Foregrounding data curation to foster reproducibility of workflows and scientific data reuse

Scientific data reuse requires careful curation and annotation of the data. Late stage curation activities foster FAIR principles which include metadata standards for making data findable, accessible, interoperable and reusable. However, in scientific domains such as biomolecular nuclear magnetic resonance spectroscopy, there is a considerable time lag (usually more than a year) between data creation and data deposition. It is simply not feasible to backfill the required metadata so long after the data has been created (anything not carefully recorded is forgotten) – curation activities must begin closer to (if not at the point of) data creation. The need for foregrounding data curation activities is well known. However, scientific disciplines which rely on complex experimental design, sophisticated instrumentation, and intricate processing workflows, require extra care. The knowledge gap investigated by this research proposal is to identify classes of important metadata which are hidden within the tacit knowledge of a scientist when constructing an experiment, hidden within the operational specifications of the scientific instrumentation, and hidden within the design / execution of processing workflows.
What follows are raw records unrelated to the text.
PR #1907, opened 2021-02-02
feat: support more types of CPU instances on AWS [DET-4939]

armandmcqueen:
## Description

Increase the list of acceptable agent types to include most general purpose instance types - t2, t3, c4, c5, m4, m5 and many variants. AMD and ARM variants are not included because we should do testing before being confident that we support them fully. 

## Checklist


master/internal/provisioner/aws_config.go
```diff
@@ -215,3 +195,106 @@ func (t ec2InstanceType) Validate() []error {
...
+	"p2.16xlarge":   16,
+	"p3.2xlarge":    1,
+	"p3.8xlarge":    4,
+	"p3.16xlarge":   8,
+	"p3dn.24xlarge": 8,
+	"t2.medium":     0,
+	"t2.large":      0,
+	"t2.xlarge":     0,
+	"t2.2xlarge":    0,
+	"t3.nano":       0,
```
shiyuann, line 222: wondering if this instance type actually is able to run docker.

shiyuann (approved):

master/internal/provisioner/aws_config.go
armandmcqueen: It is

PR #1914, opened 2021-02-03
feat: Support PyTorch-native Automatic Mixed Precision [DET-4753]

mackrorysd:
## Description

Adds tests, documentation, and a couple of new APIs (all optional - no changes required if you're not using AMP) to support native PyTorch's native AMP API.

There's an "automatic" option (though personally I'm not committed to that term - the 'A' in 'AMP' already stands for automatic) where the scaler is wrapped (currently the wrap is a no-op except for setting some properties), the forward pass is wrapped in the autocast context, and everything else is done for the user.

There's also a manual option where the only difference from the vanilla PyTorch API (e.g. https://pytorch.org/tutorials/recipes/recipes/amp_recipe.html) is that the scaler is passed to our step_optimizer function, whereas normally you would call scaler.step(optimizer) directly. Strictly speaking, the wrap is not required for this option, but I'm encouraging that to be future-proof in case things change.

## Test Plan

Also manually ran versions of fastercrnn_coco_pytorch and bert_squad_pytorch with the changes applied. Checked for any errors, and also sanity-checked performance. Running the fasterrcnn_coco_pytorch example with a batch size of 8 on NVIDIA A100's:

Times to train 100 batches:
No AMP: 1:15.25, 1:14.42
Manual mode: 1:07.09, 1:06.08
Auto mode: 1:06.15, 1:05.10

Time to compute validation metrics:
No AMP: 0:01.85
Manual mode: 0:01.56
Auto mode: 0:01.58

### DIFF
--- a/e2e_tests/tests/config.py
+++ b/e2e_tests/tests/config.py
@@ -105,7 +105,7 @@ def set_aggregation_frequency(config: Dict[Any, Any], aggregation_frequency: int
     return config
 
 
-def set_amp_level(config: Dict[Any, Any], amp_level: str) -> Dict[Any, Any]:
+def set_apex_level(config: Dict[Any, Any], amp_level: str) -> Dict[Any, Any]:
     config = config.copy()
     config.setdefault("optimizations", {})
     config["optimizations"]["mixed_precision"] = amp_level
--- a/e2e_tests/tests/config.py
+++ b/e2e_tests/tests/config.py
@@ -105,13 +105,6 @@ def set_aggregation_frequency(config: Dict[Any, Any], aggregation_frequency: int
     return config
 
 
-def set_apex_level(config: Dict[Any, Any], amp_level: str) -> Dict[Any, Any]:
-    config = config.copy()
-    config.setdefault("optimizations", {})
-    config["optimizations"]["mixed_precision"] = amp_level
-    return config
-
-
 def set_tensor_auto_tuning(config: Dict[Any, Any], auto_tune: bool) -> Dict[Any, Any]:
     config = config.copy()
     config.setdefault("optimizations", {})
--- a/e2e_tests/tests/fixtures/pytorch_amp/auto_amp_model_def.py
+++ b/e2e_tests/tests/fixtures/pytorch_amp/auto_amp_model_def.py
@@ -9,7 +9,7 @@ The methods `train_batch` and `evaluate_batch` are modified to use an autocast
 context during the forward pass.
 """
 
-from typing import Any, Dict, Sequence, Tuple, Union, cast
+from typing import Dict, Sequence, Union
 
 import torch
 from model_def import MNistTrial
--- a/e2e_tests/tests/fixtures/pytorch_amp/auto_amp_model_def.py
+++ b/e2e_tests/tests/fixtures/pytorch_amp/auto_amp_model_def.py
@@ -9,11 +9,10 @@ The methods `train_batch` and `evaluate_batch` are modified to use an autocast
 context during the forward pass.
 """
 
-from model_def import MNistTrial
-
 from typing import Any, Dict, Sequence, Tuple, Union, cast
 
 import torch
+from model_def import MNistTrial
 
 from determined.pytorch import PyTorchTrialContext
 
@@ -22,5 +21,5 @@ TorchData = Union[Dict[str, torch.Tensor], Sequence[torch.Tensor], torch.Tensor]
 
 class MNistAutoAMPTrial(MNistTrial):
     def __init__(self, context: PyTorchTrialContext) -> None:
-        self.scaler = context.use_amp()
+        self.scaler = context.experimental.use_amp()
         super().__init__(context)
--- a/e2e_tests/tests/fixtures/pytorch_amp/auto_amp_model_def.py
+++ b/e2e_tests/tests/fixtures/pytorch_amp/auto_amp_model_def.py
@@ -22,33 +22,5 @@ TorchData = Union[Dict[str, torch.Tensor], Sequence[torch.Tensor], torch.Tensor]
 
 class MNistAutoAMPTrial(MNistTrial):
     def __init__(self, context: PyTorchTrialContext) -> None:
+        self.scaler = context.use_amp()
         super().__init__(context)
-        self.scaler = self.context.use_amp()
-
-    def train_batch(
-        self, batch: TorchData, epoch_idx: int, batch_idx: int
-    ) -> Dict[str, torch.Tensor]:
-        batch = cast(Tuple[torch.Tensor, torch.Tensor], batch)
-        data, labels = batch
-
-        with autocast():
-            output = self.model(data)
-            loss = torch.nn.functional.nll_loss(output, labels)
-
-        self.context.backward(loss)
-        self.context.step_optimizer(self.optimizer)
-
-        return {"loss": loss}
-
-    def evaluate_batch(self, batch: TorchData) -> Dict[str, Any]:
-        batch = cast(Tuple[torch.Tensor, torch.Tensor], batch)
-        data, labels = batch
-
-        with autocast():
-            output = self.model(data)
-            validation_loss = torch.nn.functional.nll_loss(output, labels).item()
-
-        pred = output.argmax(dim=1, keepdim=True)
-        accuracy = pred.eq(labels.view_as(pred)).sum().item() / len(data)
-
-        return {"validation_loss": validation_loss, "accuracy": accuracy}
--- a/e2e_tests/tests/fixtures/pytorch_amp/auto_amp_model_def.py
+++ b/e2e_tests/tests/fixtures/pytorch_amp/auto_amp_model_def.py
@@ -9,12 +9,11 @@ The methods `train_batch` and `evaluate_batch` are modified to use an autocast
 context during the forward pass.
 """
 
-from model_def import MNistTrial
-
 from typing import Any, Dict, Sequence, Tuple, Union, cast
 
 import torch
-from torch.cuda.amp import autocast, GradScaler
+from model_def import MNistTrial
+from torch.cuda.amp import autocast
 
 from determined.pytorch import PyTorchTrialContext
 
@@ -24,7 +23,7 @@ TorchData = Union[Dict[str, torch.Tensor], Sequence[torch.Tensor], torch.Tensor]
 class MNistAutoAMPTrial(MNistTrial):
     def __init__(self, context: PyTorchTrialContext) -> None:
         super().__init__(context)
-        self.scaler = self.context.wrap_scaler(GradScaler(), automatic=True)
+        self.scaler = self.context.use_amp()
 
     def train_batch(
         self, batch: TorchData, epoch_idx: int, batch_idx: int
@@ -33,8 +32,8 @@ class MNistAutoAMPTrial(MNistTrial):
         data, labels = batch
 
         with autocast():
-          output = self.model(data)
-          loss = torch.nn.functional.nll_loss(output, labels)
+            output = self.model(data)
+            loss = torch.nn.functional.nll_loss(output, labels)
 
         self.context.backward(loss)
         self.context.step_optimizer(self.optimizer)
@@ -46,8 +45,8 @@ class MNistAutoAMPTrial(MNistTrial):
         data, labels = batch
 
         with autocast():
-          output = self.model(data)
-          validation_loss = torch.nn.functional.nll_loss(output, labels).item()
+            output = self.model(data)
+            validation_loss = torch.nn.functional.nll_loss(output, labels).item()
 
         pred = output.argmax(dim=1, keepdim=True)
         accuracy = pred.eq(labels.view_as(pred)).sum().item() / len(data)
--- a/e2e_tests/tests/fixtures/pytorch_amp/auto_amp_model_def.py
+++ b/e2e_tests/tests/fixtures/pytorch_amp/auto_amp_model_def.py
@@ -9,11 +9,11 @@ The methods `train_batch` and `evaluate_batch` are modified to use an autocast
 context during the forward pass.
 """
 
+from model_def import MNistTrial
+
 from typing import Any, Dict, Sequence, Tuple, Union, cast
 
 import torch
-from model_def import MNistTrial
-from torch.cuda.amp import autocast
 
 from determined.pytorch import PyTorchTrialContext
 
--- a/e2e_tests/tests/fixtures/pytorch_amp/auto_amp_model_def.py
+++ b/e2e_tests/tests/fixtures/pytorch_amp/auto_amp_model_def.py
@@ -1,0 +1,55 @@
+"""
+This example demonstrates how to modify a model to use PyTorch's native AMP
+(automatic mixed precision) support in Determined.
+
+In the `__init__` method, amp_init() is called (and this accepts parameters to
+tune the GradScaler).
+
+The methods `train_batch` and `evaluate_batch` are modified to use an autocast
+context during the forward pass.
+"""
+
+from model_def import MNistTrial
+
+from typing import Any, Dict, Sequence, Tuple, Union, cast
+
+import torch
+from torch.cuda.amp import autocast, GradScaler
+
+from determined.pytorch import PyTorchTrialContext
+
+TorchData = Union[Dict[str, torch.Tensor], Sequence[torch.Tensor], torch.Tensor]
+
+
+class MNistAutoAMPTrial(MNistTrial):
+    def __init__(self, context: PyTorchTrialContext) -> None:
+        super().__init__(context)
+        self.scaler = self.context.wrap_scaler(GradScaler(), automatic=True)
+
+    def train_batch(
+        self, batch: TorchData, epoch_idx: int, batch_idx: int
+    ) -> Dict[str, torch.Tensor]:
+        batch = cast(Tuple[torch.Tensor, torch.Tensor], batch)
+        data, labels = batch
+
+        with autocast():
+          output = self.model(data)
+          loss = torch.nn.functional.nll_loss(output, labels)
+
+        self.context.backward(loss)
+        self.context.step_optimizer(self.optimizer)
+
+        return {"loss": loss}
+
+    def evaluate_batch(self, batch: TorchData) -> Dict[str, Any]:
+        batch = cast(Tuple[torch.Tensor, torch.Tensor], batch)
+        data, labels = batch
+
+        with autocast():
+          output = self.model(data)
+          validation_loss = torch.nn.functional.nll_loss(output, labels).item()
+
+        pred = output.argmax(dim=1, keepdim=True)
+        accuracy = pred.eq(labels.view_as(pred)).sum().item() / len(data)
+
+        return {"validation_loss": validation_loss, "accuracy": accuracy}
--- a/e2e_tests/tests/fixtures/pytorch_amp/auto_amp_model_def.py
+++ b/e2e_tests/tests/fixtures/pytorch_amp/auto_amp_model_def.py
@@ -21,5 +21,5 @@ TorchData = Union[Dict[str, torch.Tensor], Sequence[torch.Tensor], torch.Tensor]
 
 class MNistAutoAMPTrial(MNistTrial):
     def __init__(self, context: PyTorchTrialContext) -> None:
-        self.scaler = context.experimental.use_amp()
+        context.experimental.use_amp()
         super().__init__(context)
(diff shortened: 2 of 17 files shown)


e2e_tests/tests/config.py
```diff
@@ -105,7 +105,7 @@ def set_aggregation_frequency(config: Dict[Any, Any], aggregation_frequency: int
     return config
 
 
-def set_amp_level(config: Dict[Any, Any], amp_level: str) -> Dict[Any, Any]:
+def set_apex_level(config: Dict[Any, Any], amp_level: str) -> Dict[Any, Any]:
```
rb-determined-ai, line 108: Can you just remove this function?  Since we removed the pre-pytorch-flexible-primitives API, this config setting is now totally unused

harness/determined/pytorch/_pytorch_context.py
```diff
@@ -492,13 +543,31 @@ def clip_grads(params):
...
+                if self.hvd_config.use:
+                    # TODO can we do a type assertion for horovod.torch._DistributedOptimizer
+                    with optimizer.skip_synchronize():  # type: ignore
+                        scaler.step(optimizer)
+                else:
+                    scaler.step(optimizer)
             else:
-                optimizer.step()
+                if self.hvd_config.use:
+                    # TODO can we do a type assertion for horovod.torch._DistributedOptimizer
```
rb-determined-ai, line 563: Answer: definitely not because we do not have a hard dependency on horovod.

Also, it is our responsibility to wrap the optimizer in the first place, so we should be capable of tracking that information.

harness/determined/pytorch/_pytorch_context.py
```diff
@@ -440,6 +487,10 @@ def step_optimizer(
         optimizer: torch.optim.Optimizer,
         clip_grads: Optional[Callable[[Iterator], None]] = None,
         auto_zero_grads: bool = True,
+        scaler: Optional[Any] = None,
```
rb-determined-ai, line 490: this should be added to the docstring

harness/determined/pytorch/_pytorch_context.py
```diff
@@ -440,6 +487,10 @@ def step_optimizer(
...
+        # Should be torch.cuda.amp.GradScaler, but:
+        #   * other implementations might be possible
+        #   * requiring this type forces upgrades to PyTorch 1.6+
```
rb-determined-ai, line 493: Other implementations would probably subclass GradScaler, I assume?  But I think leaving it as Any for pytorch versioning reasons is fine.

harness/determined/pytorch/_pytorch_context.py
```diff
@@ -492,13 +543,31 @@ def clip_grads(params):
...
-                optimizer.step()
+                if self.hvd_config.use:
+                    # TODO can we do a type assertion for horovod.torch._DistributedOptimizer
+                    with optimizer.skip_synchronize():  # type: ignore
+                        optimizer.step()
+                else:
+                    optimizer.step()
+
+            if self._scaler and self._auto_amp:
+                self._scaler.update()
```
rb-determined-ai, line 570: Question: what happens if a user has only one scaler but many optimizers and losses?

I think we are doing it wrong to update the scaler every optimizer step often.  See https://pytorch.org/docs/master/notes/amp_examples.html#working-with-multiple-models-losses-and-optimizers

harness/determined/pytorch/_pytorch_context.py
```diff
@@ -477,12 +528,12 @@ def clip_grads(params):
         if self._should_communicate_and_update():
             # Communication needs to be synchronized so that is completed
             # before we apply gradient clipping and `step()`.
-            if self.hvd_config.use and not self._use_amp:
+            if self.hvd_config.use and not self._use_apex and not self._scaler:
                 optimizer.synchronize()  # type: ignore
```
rb-determined-ai, line 532: wait, does optimizer.synchronize ever get called when self._scaler is called()?

rb-determined-ai (commented):
I'm not going to lie, every time I look at our pytorch dtrain + amp code, I get confused.  I'm pretty sure there are some bugs in here.

What if, as part of this PR, we added some developer documentation (In a comment probably, nothing fancy) that explained the allowable ordering of calls against the optimizer, and why they have to happen in that order?

Aaron used to be the human version of that document.

harness/determined/pytorch/_pytorch_context.py
mackrorysd: Yeah there's the versioning issue, but also I'm not aware of any other implementations of GradScaler at all - for all I know the first one would simply implement the same interface, and I don't see anything in PyTorch that would force it to be subclassed.

harness/determined/pytorch/_pytorch_context.py
mackrorysd: I had forgotten about this. Makes sense (avoiding the hard dependency) - but I had to add a lot of `# type: ignore`s recently and I didn't want to use them where being more specific was possible.

harness/determined/pytorch/_pytorch_context.py
mackrorysd: Since we won't really know which one is the last one, IMO if you have multiple optimizers or losses then you need to use the manual API. I can add a comment to make that explicit. Thanks for the link, though - I had looked for something along those lines when I started this and hadn't seen that spelled out.

mackrorysd: And actually I can make sure we throw an error if you try to use the automatic API and multiple optimizers get wrapped.

rb-determined-ai: Wouldn't we just call update on the scaler once after train_batch finished to support that case?

harness/determined/pytorch/_pytorch_context.py
```diff
@@ -385,7 +429,7 @@ def backward(
                 be constructed, allowing to compute higher order derivative
                 products. Defaults to ``False``.
         """
-        if self._use_amp:
+        if self._use_apex:
```
shiyuann, line 432: q: Are we still supporting `apex` even with the native mixed precision? If we got rid of that, we might not even need `step_optimizer` and `backwards` any more.

mackrorysd: Let's discuss. I don't think we can git rid of apex until we fully support AMP, and I think we should have a transition period to more fully validate the new approach before dropping the old one. But if we can really drop those functions, that would be great. I'll check, but I thought they included a bunch of Horovod logic for DTrain too.

e2e_tests/tests/config.py
mackrorysd: I'm pretty sure at least 1 customer still has it in use. I think we should generally deprecate APEX anyway, but let's leave a window of compatibility until this has been used successfully in the wild and then deprecate / remove all of APEX.

harness/determined/pytorch/_pytorch_context.py
mackrorysd: Hmm... I actually don't remember now why optimizer.synchronize() is not called in the case of APEX and if that applies to AMP. We use skip_synchronize() down below when actually stepping the Horovod optimizer but that is done regardless of AMP.

harness/determined/pytorch/_pytorch_context.py
mackrorysd: So one factor here is that in a straightforward case, users can enable AMP on existing models by simply calling `wrap_caller(automatic=True)`, and wrap their forward pass with `with autocast():`. If we don't have our own backward function anymore, then they also need to scale their own losses, and little by little the "automatic" option is not really any simpler.

That's not a deal breaker, but if we would like to get rid of automatic, IMO we should get rid of the automatic option right now.

harness/determined/pytorch/_pytorch_context.py
mackrorysd: So it looks like we don't call it for APEX, because if APEX is enabled we actually make the call in backward(). This is apparently to unsure that we synchronize before unscaling.

However, the only reason I know of to unscale is right before you clip gradients, and we optionally do that for the user before calling their clip_grads function, or we document that they must call unscale at the beginning of that function. Both cases occur after this optimizer synchronize().

If the user would (for some reason unknown to me) need to unscale for some reason before calling step_optimizer, we would still need to do the same thing, actually. There's a comment that migrating to native PyTorch AMP addresses this but it doesn't explain further.

For now, I'm removing this change so that optimizer.synchronize() is called at least once for PyTorch. But I need to look into if there's another reason to call unscale() earlier.

harness/determined/pytorch/_pytorch_context.py
mackrorysd: ... yeah that would be the smart way to do it, huh. Done.

harness/determined/pytorch/_pytorch_context.py
```diff
@@ -218,6 +222,43 @@ def to_device(self, data: pytorch._Data) -> pytorch.TorchData:
...
+        """
+        Prepares to use automatic mixed precision through PyTorch’s native AMP API.
+
+        .. warning::
+            When enabling the "automatic" option, only calling backwards() once is currently
+            supported.
+
+        Arguments:
+            models (``torch.cuda.amp.GradScaler``):  Scaler to wrap and track.
+            automatic (``bool``, optional, default=False):  If True, handles all operations for the
```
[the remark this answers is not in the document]
mackrorysd: That's a good point - one more thing we can hide for the simple case.

examples/tutorials/mnist_pytorch/model_def.py
```diff
@@ -11,15 +11,13 @@
 
 from typing import Any, Dict, Sequence, Tuple, Union, cast
 
+import data
```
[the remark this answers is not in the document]
mackrorysd: Don't have a reason to have changed that manually - I'll revert it unless it's `make fmt` that's doing this.

e2e_tests/tests/config.py
mackrorysd: Ooh okay - someone told me that they really liked that Apex was enabled with config only and no code changes, so I assumed that's what they were actually doing.

examples/tutorials/mnist_pytorch/model_def.py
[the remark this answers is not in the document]
mackrorysd: Huh - `make fmt` seems to be doing this, but only sometimes. It's very weird... I may back out most of this commit and just use Circle CI to see what it complains about.

e2e_tests/tests/config.py
mackrorysd: Oh I didn't realize this was in tests, too. So the tests have just not been exercising AMP. I'll actually add an APEX test alongside my auto / manual tests for now, with the expectation that we deprecate it as soon as native AMP is definitely ready for prime time.

harness/determined/pytorch/_pytorch_context.py
```diff
@@ -85,6 +89,16 @@ def wrap_model(self, model: torch.nn.Module) -> torch.nn.Module:
         model_id = len(self.models)
         self._main_model.__setattr__(f"model_{model_id}", model)
 
+        if self._auto_amp:
+            # Ensure the forward pass is wrapped in an autocast context:
+            model.forward = torch.cuda.amp.autocast()(model.forward)
+
+            # Eliminate any need for the loss functions to be in that context:
+            def hook(module, input, output):
+                return output.float32() if output.dtype == torch.float16 else output
```
mackrorysd, line 98: Actually this check if it's a Tensor, and only then type and change the dtype. BERT returns what is essentially a dictionary - not sure if we then need to worry about ITS internal data types?

e2e_tests/tests/fixtures/pytorch_amp/auto_amp_model_def.py
```diff
@@ -0,0 +1,26 @@
...
+import torch
+
+from determined.pytorch import PyTorchTrialContext
+
+TorchData = Union[Dict[str, torch.Tensor], Sequence[torch.Tensor], torch.Tensor]
+
+
+class MNistAutoAMPTrial(MNistTrial):
+    def __init__(self, context: PyTorchTrialContext) -> None:
+        self.scaler = context.use_amp()
```
rb-determined-ai, line 25: context.experimental.amp()?  I thought that was the plan for auto mode?

harness/determined/pytorch/_pytorch_context.py
rb-determined-ai: Oh snap.  Probably just make this recursive to handle the basic nesting types (dict, tuple list) like we do with `pytorch._data.to_device()`.  That'll cover nearly everyone.

harness/determined/pytorch/_pytorch_context.py
```diff
@@ -467,41 +532,63 @@ def clip_grads(params):
...
+                parameters=parameters, divisor=self.hvd_config.aggregation_frequency
             )
 
-            if self.hvd_config.average_aggregated_gradients:
-                self._average_gradients(
-                    parameters=parameters, divisor=self.hvd_config.aggregation_frequency
-                )
+        if clip_grads is not None:
+            if self._scaler and self._auto_amp:
+                self._scaler.unscale()
```
rb-determined-ai, line 569: Shouldn't this be `self._scaler.unscale_(optimizer)`?

harness/determined/pytorch/_pytorch_context.py
```diff
@@ -218,6 +232,47 @@ def to_device(self, data: pytorch._Data) -> pytorch.TorchData:
         """
         return pytorch.to_device(data, self.device, self._to_device_warned_types)
 
+    def use_amp(self) -> None:
+        self.wrap_scaler(torch.cuda.amp.GradScaler(), automatic=True)
+
+    def wrap_scaler(self, scaler: Any, automatic: bool = False) -> Any:
```
rb-determined-ai, line 238: Can we avoid having two user-facing ways to set automatic mode?

harness/determined/pytorch/_pytorch_context.py
```diff
@@ -467,41 +532,63 @@ def clip_grads(params):
                 stepping the optimizer. If false, you need to call ``optimizer.zero_grad()``
                 manually. Note that if :ref:`optimizations.aggregation_frequency
                 <config-aggregation-frequency>` is greater than 1, ``auto_zero_grads`` must be true.
+            scaler(``torch.cuda.amp.GradScaler``, optional): The scale to use for stepping the
+                optimizer. This should be unset if not using AMP, and is unnecessary if
+                ``PyTorchContext.wrap_scaler`` was called with ``automatic = True``.
```
rb-determined-ai, line 537: remember to update this docstring

harness/determined/pytorch/_pytorch_context.py
```diff
@@ -467,41 +532,63 @@ def clip_grads(params):
...
-            # Communication needs to be synchronized so that is completed
-            # before we apply gradient clipping and `step()`.
-            if self.hvd_config.use and not self._use_amp:
-                optimizer.synchronize()
-
-            parameters = (
-                [p for group in optimizer.param_groups for p in group.get("params", [])]
-                if not self._use_amp
-                else apex.amp.master_params(optimizer)
+
```
rb-determined-ai, line 545: wow, this function looks like a million times better than before.

harness/determined/pytorch/_pytorch_context.py
mackrorysd: Yeah :) I've fixed this twice now and gotten it mixed up in my testing - copying this file back and forth between experiments :D

harness/determined/pytorch/_pytorch_context.py
mackrorysd: Yeah when I started doing my big test with this (BERT) I saw this need to handle things other than Tensors. BERT sends back a dictionary, but yeah I guess I need to check the types inside that too...

harness/determined/pytorch/_pytorch_context.py
mackrorysd: Just to close the loop on this: seems to me we would still want step_optimizer because it includes distributed training logic. It can be simplified in a post-APEX world when we get there.

Seems to me backward() is not actually required today unless you're using APEX. It's also required if you're using the experimental easy-AMP mode. But other than that, if a user just used PyTorch's backward() natively, I don't think anything would be affected. But we don't say that in the docs: very likely in the future something will come up that'll make us wish we could easily inject stuff in backward(). So I'm going to stick with the status quo here. I think it's best to remove APEX support once we know native AMP is viable and successfully in use with customers. But we should keep backward() as-is.

shiyuann: sounds good to me. do we have a plan to know how we decide "native AMP is viable and successfully in use with customers"?

mackrorysd: We'll just ask :D There's already been some customer input that went into the design choices here.

harness/determined/pytorch/_pytorch_context.py
```diff
@@ -477,12 +531,12 @@ def clip_grads(params):
         if self._should_communicate_and_update():
             # Communication needs to be synchronized so that is completed
             # before we apply gradient clipping and `step()`.
```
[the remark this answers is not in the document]
rb-determined-ai: We do not support multiple losses with AMP.

It seems to me that we were very indecisive on how much we supported apex amp because we have e.g. the `num_losses` parameter but we also have checks against calling `context.backward()` multiple times in a single `train_batch`.  We also wrap the `optimizer.synchronize()` call in a `self._should_communicate_and_update()` check but we have checks to guarantee that amp is not used when aggregation frequency >1.

I am not sure why it was written that way anymore (did we think we could eventually solve those problems?) but this code could stand to get a lot clearer by just explaining those assumptions in the places where we depend on them.

I'm pretty happy with the comment as you have it right now.

rb-determined-ai (commented):
Everything but the after-train_batch-hook looks correct to me.

A few cleanup things remain though.

Great work on this!

harness/determined/pytorch/_pytorch_context.py
```diff
@@ -85,6 +94,48 @@ def wrap_model(self, model: torch.nn.Module) -> torch.nn.Module:
         model_id = len(self.models)
         self._main_model.__setattr__(f"model_{model_id}", model)
 
+        if self.experimental._auto_amp:
+            # Ensure the forward pass is wrapped in an autocast context:
+            saved_model = model
```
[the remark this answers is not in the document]
mackrorysd: So something wacky was going on with the scopes and bindings - without the saved_model thing there was infinite recursion because model == self as far as the class is concerned. A function would also clean this up nicely though.

examples/tutorials/mnist_pytorch/model_def.py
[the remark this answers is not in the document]
mackrorysd: Ignored the files that are symlinked to /examples/. It's a little messy - I would've preferred it if isort had an option to ignore symlinks, but... if you have a better idea I'm all ears :) Reverted the commit that persisted this, too.

harness/determined/pytorch/_pytorch_trial.py
```diff
@@ -258,6 +258,16 @@ def _auto_step_lr_scheduler_per_batch(
...
                 lr_scheduler.step()
 
+    def _should_update_scaler(self) -> bool:
+        if not self.context._scaler or not self.context.experimental._auto_amp:
+            return False
+        if self.hvd_config.use:
+            if self.context._should_communicate_and_update():
+                return True
+            else:
+                return False
```
rb-determined-ai, line 268: nit: this could just be `return self.context._should_communicate_and_update()`

harness/determined/pytorch/_pytorch_context.py
```diff
@@ -73,6 +76,62 @@ def __init__(self, *args: Any, **kwargs: Any) -> None:
...
+        def end_fp16(
+            module: torch.nn.Module,
+            input: Any,
+            output: Any,
+            warned_types: Optional[Set[Type]] = None,
+        ) -> Any:
+
+            # Never print errors recursively.
+            if warned_types is None:
+                warned_types = set()
```
rb-determined-ai, line 110: This will prevent multiple calls per forward pass, but not multiple calls across forward passes.

I think if you put warned_types outside of `end_fp16` instead of having as a parameter this should work fine.

The reason `to_device()` does it differently is that `to_device` is defined at the library level but the warnings are tracked at the context level.  In this case, `end_fp` is defined once per model and that's probably a fine granularity to just use a single bound variable.

rb-determined-ai (approved):
Great work!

Once these classes of hidden knowledge have been identified, it will be possible to explore mechanisms for preventing the loss of key metadata, either through automated conversion from existing metadata or through curation activities at the time of data creation. The first step of the research plan is to survey artifacts of scientific data creation. That is, (i) existing data files with accompanying metadata, (ii) workflows and scripts for data processing, and (iii) documentation for software and scientific instrumentation. The second step is to group, categorize, and classify the types of "hidden" knowledge discovered. For example, one class of hidden knowledge already uncovered is the implicit recording of data as its reciprocal rather than the value itself, as in magnetogyric versus gyromagnetic ratios. The third step is to design/propose classes of solutions for these classes of problems. For instance, reciprocals are often helped by being explicit with units of measurement. Careful design of metadata display and curation widgets can help expose and document tacit knowledge which would otherwise be lost.